Abstract:Retrieval-Augmented Generation (RAG) systems for Large Language Models (LLMs) hold promise in knowledge-intensive tasks but face limitations in complex multi-step reasoning. While recent methods have integrated RAG with chain-of-thought reasoning or test-time search using Process Reward Models (PRMs), these approaches encounter challenges such as a lack of explanations, bias in PRM training data, early-step bias in PRM scores, and insufficient post-training optimization of reasoning potential.
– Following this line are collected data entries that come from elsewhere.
Issue #2310, opened 2024-05-02
[BUG] Data items cannot loop over list with translatable column


esmeetewinkel:
**Describe the bug**
Data items cannot loop over list with translatable column (whereas items can). When attempting to do so, the console displays an error 
```
error-handler.service.ts:65 ERROR RxError (SC1): RxError (SC1):
fieldnames do not match the regex
Given parameters: {
regex:"^[a-zA-Z](?:[[a-zA-Z0-9_]*]?[a-zA-Z0-9])?$"
fieldName:"_translations"}
    at newRxError (rx-error.js:98:10)
    at checkFieldNameRegex (check-schema.js:34:21)
    at checkField (check-schema.js:47:102)
    at check-schema.js:138:9
    at Array.forEach (<anonymous>)
    at traverse (check-schema.js:135:29)
    at check-schema.js:142:7
    at Array.forEach (<anonymous>)
    at traverse (check-schema.js:135:29)
    at validateFieldsDeep (check-schema.js:145:3)
```
**App version**
v0.16.31

**Debug Template**
[debug_data_items_translate](https://docs.google.com/spreadsheets/d/1HvJOcbYGtrkPxwkPp8lvNW63ngsvworzz_jEUo5Swe0/edit#gid=545128588) which loops over the data list [debug_data_list
](https://docs.google.com/spreadsheets/d/1vtr341TIg0MDq99syARtSK6VmvI3rFjEdYfwgwdb1ek/edit#gid=1595229908)

**Screenshots and videos**
![image](https://github.com/IDEMSInternational/parenting-app-ui/assets/74557272/64c7635e-eb21-49f8-bba3-fcd0b1a449fa)
![image](https://github.com/IDEMSInternational/parenting-app-ui/assets/74557272/be63fafa-bcfc-4b63-9741-7a0d78a12bd8)

PR #2312, opened 2024-05-02
fix: data items are sorted according to original order by default

### LINKED ISSUE #2311: [BUG] Data items sorts data list by default
**Describe the bug**
By default, a data items loop sorts its input data list alphabetically by the `id` column values. Instead, the default should be for it to leave the data list order untouched. Sorting should be optional. 

**App version**
v0.16.31

**Use case**
In `plh_kids` we're looping over a list with id's learn_1, learn_2, learn_3 up to learn_11 (in that order) and I discovered they were displayed in order learn_1, learn_10, learn_11, learn_2, etc

**Debug Template**
[debug_data_items_order](https://docs.google.com/spreadsheets/d/1HvJOcbYGtrkPxwkPp8lvNW63ngsvworzz_jEUo5Swe0/edit#gid=1681985300) which loops over [debug_data_list_order](https://docs.google.com/spreadsheets/d/1HvJOcbYGtrkPxwkPp8lvNW63ngsvworzz_jEUo5Swe0/edit#gid=275599747)
image

**Screenshots and videos**

image image
N.B. I have no clue why the spacing between the text components is so different on `items` and on `data_items`!

jfmcquade:
PR Checklist

## Description

As documented in #2311, item rows within a `data-items` loop are sorted according to their ID value by default. Whilst we do have a `sort` operation that can be applied to the items via the parameter list of the data-items component, which can be used to sort the list based on some property of the items, there is currently no way to reference the original order of the items in the data list.

This PR makes it the default that data-items render in the order that matches the original data list.

## Git Issues

Closes #2311

## Screenshots/Videos

Template [debug_data_items_order](https://docs.google.com/spreadsheets/d/1HvJOcbYGtrkPxwkPp8lvNW63ngsvworzz_jEUo5Swe0/edit#gid=1681985300), reading from [debug_data_list_order](https://docs.google.com/spreadsheets/d/1HvJOcbYGtrkPxwkPp8lvNW63ngsvworzz_jEUo5Swe0/edit#gid=275599747) showing items displayed in the expected order.

Screenshot 2024-05-02 at 16 38 00

Screenshot 2024-05-02 at 16 38 16

Passing tests:

Screenshot 2024-05-09 at 12 29 47

### DIFF
--- a/src/app/shared/services/dynamic-data/adapters/persistedMemory.ts
+++ b/src/app/shared/services/dynamic-data/adapters/persistedMemory.ts
@@ -48,7 +48,7 @@ const SCHEMA: RxJsonSchema<any> = {
     flow_name: { type: "string", maxLength: 64 },
     flow_type: { type: "string", maxLength: 64 },
     row_id: { type: "string", maxLength: 64 },
-    row_index: { type: "integer", minimum: 0, maximum: 10000, multipleOf: 1 },
+    row_index: { type: "integer", minimum: 0, maximum: 10000, multipleOf: 1, final: true },
     data: {
       type: "object",
     },
--- a/src/app/shared/services/dynamic-data/adapters/persistedMemory.ts
+++ b/src/app/shared/services/dynamic-data/adapters/persistedMemory.ts
@@ -37,7 +37,7 @@ const SCHEMA: RxJsonSchema<any> = {
   title: "base schema for id-primary key data",
   // NOTE - important to start at 0 and not timestamp (e.g. 20221220) as will check
   // for migration strategies for each version which is hugely inefficient
-  version: 1,
+  version: 2,
   primaryKey: "id",
   type: "object",
   properties: {
@@ -48,17 +48,22 @@ const SCHEMA: RxJsonSchema<any> = {
     flow_name: { type: "string", maxLength: 64 },
     flow_type: { type: "string", maxLength: 64 },
     row_id: { type: "string", maxLength: 64 },
+    row_index: { type: "integer", minimum: 0, maximum: 10000, multipleOf: 1 },
     data: {
       type: "object",
     },
   },
-  required: ["id", "flow_type", "flow_name", "row_id", "data"],
-  indexes: ["flow_type", "flow_name", "row_id"],
+  required: ["id", "flow_type", "flow_name", "row_id", "data", "row_index"],
+  indexes: ["flow_type", "flow_name", "row_id", "row_index"],
 };
 const MIGRATIONS: MigrationStrategies = {
   // As part of RXDb v14 update all data requires migrating to change metadata fields (no doc data changes)
   // https://rxdb.info/releases/14.0.0.html
   1: (doc) => doc,
+  2: (oldDoc) => {
+    const newDoc = { ...oldDoc, row_index: 0 };
+    return newDoc;
+  },
 };
 
 interface IDataUpdate {
--- a/src/app/shared/services/dynamic-data/dynamic-data.service.ts
+++ b/src/app/shared/services/dynamic-data/dynamic-data.service.ts
@@ -182,7 +182,7 @@ export class DynamicDataService extends AsyncServiceBase {
     const initialDataWithMeta = initialData.map((el) => {
       return {
         ...el,
-        index_original: initialData.indexOf(el),
+        row_index: initialData.indexOf(el),
       };
     });
 
--- a/src/app/shared/services/dynamic-data/dynamic-data.service.ts
+++ b/src/app/shared/services/dynamic-data/dynamic-data.service.ts
@@ -209,10 +209,8 @@ export class DynamicDataService extends AsyncServiceBase {
   /** Retrive json sheet data and merge with any user writes */
   private async getInitialData(flow_type: FlowTypes.FlowType, flow_name: string) {
     const flowData = await this.appDataService.getSheet(flow_type, flow_name);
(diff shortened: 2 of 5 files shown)


src/app/shared/services/dynamic-data/dynamic-data.service.ts
```diff
@@ -178,9 +178,17 @@ export class DynamicDataService extends AsyncServiceBase {
     if (initialData.length === 0) {
       throw new Error(`No data exists for collection [${flow_name}], cannot initialise`);
     }
-    const schema = this.inferSchema(initialData[0]);
+    // add index property to each element before insert, for sorting queried data by original order
+    const initialDataWithMeta = initialData.map((el) => {
+      return {
+        ...el,
+        index_original: initialData.indexOf(el),
```
jfmcquade, line 185: Originally I was going to name this field "_index", however RxJs throws an error when trying to use a field name that starts with an underscore: `RxError: fieldnames do not match the regex:"^[a-zA-Z](?:[[a-zA-Z0-9_]*]?[a-zA-Z0-9])?$"`. Using "_index" might also get it confused with the `_index` of an item in `itemContext`, which is the index within the array of items to render, after any operations have been performed on the original data.

So it's an open question as to what this field could be named. It should be something that we're not going to overwrite as a property of the item. With #2310 in mind, we could prefix protected properties with a custom prefix: e.g., in this case we call the field something like `PROTECTED_index`, and as a solution to #2310, we append any field name that starts with `_` with the prefix "protected", e.g. `PROTECTED_translations`. Thoughts?

chrismclarke (changes requested):
Ah of course, given the `id` column is a primary key we lose all default sorting for any data not in alphabetical order. I like the solution to populate and track the additional metadata fields, a couple minor suggestions:

1. I think it would be good to include the metadata field as part of the schema for both the `persistedMemory` and `reactiveMemory` adapters. That way we can also mark as an [index](https://rxdb.info/rx-schema.html#indexes) column type to make it more efficient to retrieve ordered data. 

2. We may also want to consider marking the column as a [final](https://rxdb.info/rx-schema.html#final) column type to prevent user writes to the column, although should first test if we're still able to populate and repopulate data on initial load with updated index (possibly just consider later).

3. For the naming convention appreciate we can't start with underscore. Given we already use `row_id` as a column for persisted data I'd probably recommend using `row_index` instead of `index_original`. This can be defined in the schemas as an integer type. I think probably no need to specifically mark `PROTECTED` columns as I think even if users included their own `row_index` column it will just get overwritten by the generated one, and if wanting to provide a better way for users to sort data then this can be handled elsewhere.

4. Instead of relying on sorting data within component I think it might be better to make the default behaviour to return rows in the `row_id` order unless otherwise specified. So likely updating the adapter `query$` method to automatically specify the [query index](https://rxdb.info/nosql-performance-tips.html#set-a-specific-index) as `row_id` 

Let me know if this makes sense and if you need me to do anything else for support on this PR

chrismclarke:
> This does seem to work and still allow us to update the index if the data changes. See demo below (with some waiting time cut out): I make a user write over some data, then change the order of that data (changing the index for each item) and make additional writes. You can see that the `row_index` property remains the same until a write is made specifically to that item, at which point it successfully updates to reflect the new order. Does this cover the case you were thinking of? 

Great, yeah that works really nicely, because the `row_id` is a top-level property and only the inner `data` property is persisted/merged then it means we will always preserve the `row_index` from parsing the sheet. I also noticed in the rxdb code that the final field is only enforced in dev mode (guessing performance reasons, seems reasonable to me given we're more likely to explore implementation during dev anyways), so production is a little more forgiving anyways.

> I'm not quite sure how to put this into a spec test, but I've added one that confirms the `row_index` property cannot be overridden via the `DynamicDataService.update()` method. Are there any more cases related to setting the column to `final` that might not be covered?

I think that's sufficient, our spec tests cover the metadata population and inner data merge so would be a bit artificial adding tests right now for things that don't exist/won't happen. I manually tested migration switching between branches, had looked at adding a spec test but decided would be more effort than its worth as we'd need to totally decouple the schema/migration files from the service code (to be able to replace it more easily), which doesn't seem worthwhile when we're unlikely to change these much again in the future.

src/app/shared/services/dynamic-data/adapters/persistedMemory.ts
```diff
@@ -48,17 +48,22 @@ const SCHEMA: RxJsonSchema<any> = {
...
-  indexes: ["flow_type", "flow_name", "row_id"],
+  required: ["id", "flow_type", "flow_name", "row_id", "data", "row_index"],
+  indexes: ["flow_type", "flow_name", "row_id", "row_index"],
 };
 const MIGRATIONS: MigrationStrategies = {
   // As part of RXDb v14 update all data requires migrating to change metadata fields (no doc data changes)
   // https://rxdb.info/releases/14.0.0.html
   1: (doc) => doc,
+  2: (oldDoc) => {
+    const newDoc = { ...oldDoc, row_index: 0 };
```
chrismclarke, line 64: +1 - I took a quick look to see if there was any way to get the actual index but not passed to rxdb migration executor so I think your workaround to just make identical and use secondary sort index based on id is the best option

chrismclarke (approved):
Thanks @jfmcquade - a really like this implementation, nice to be able to handle all the logic just from within the service code and also appreciate the tests and migration implementations.

I've added one minor code tidying commit with 307225 (think the auto wrap left an empty type interface for whatever reason), but otherwise I'd say should be good to go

To address these issues, we propose Retrieval-Augmented Reasoning through Trustworthy Process Rewarding (ReARTeR), a framework that enhances RAG systems' reasoning capabilities through post-training and test-time scaling. At test time, ReARTeR introduces Trustworthy Process Rewarding via a Process Reward Model for accurate scalar scoring and a Process Explanation Model (PEM) for generating natural language explanations, enabling step refinement. During post-training, it utilizes Monte Carlo Tree Search guided by Trustworthy Process Rewarding to collect high-quality step-level preference data, optimized through Iterative Preference Optimization. ReARTeR addresses three core challenges: (1) misalignment between PRM and PEM, tackled through off-policy preference learning; (2) bias in PRM training data, mitigated by balanced annotation methods and stronger annotations for challenging examples; and (3) early-step bias in PRM, resolved through a temporal-difference-based look-ahead search strategy. Experimental results on multi-step reasoning benchmarks demonstrate significant improvements, underscoring ReARTeR's potential to advance the reasoning capabilities of RAG systems.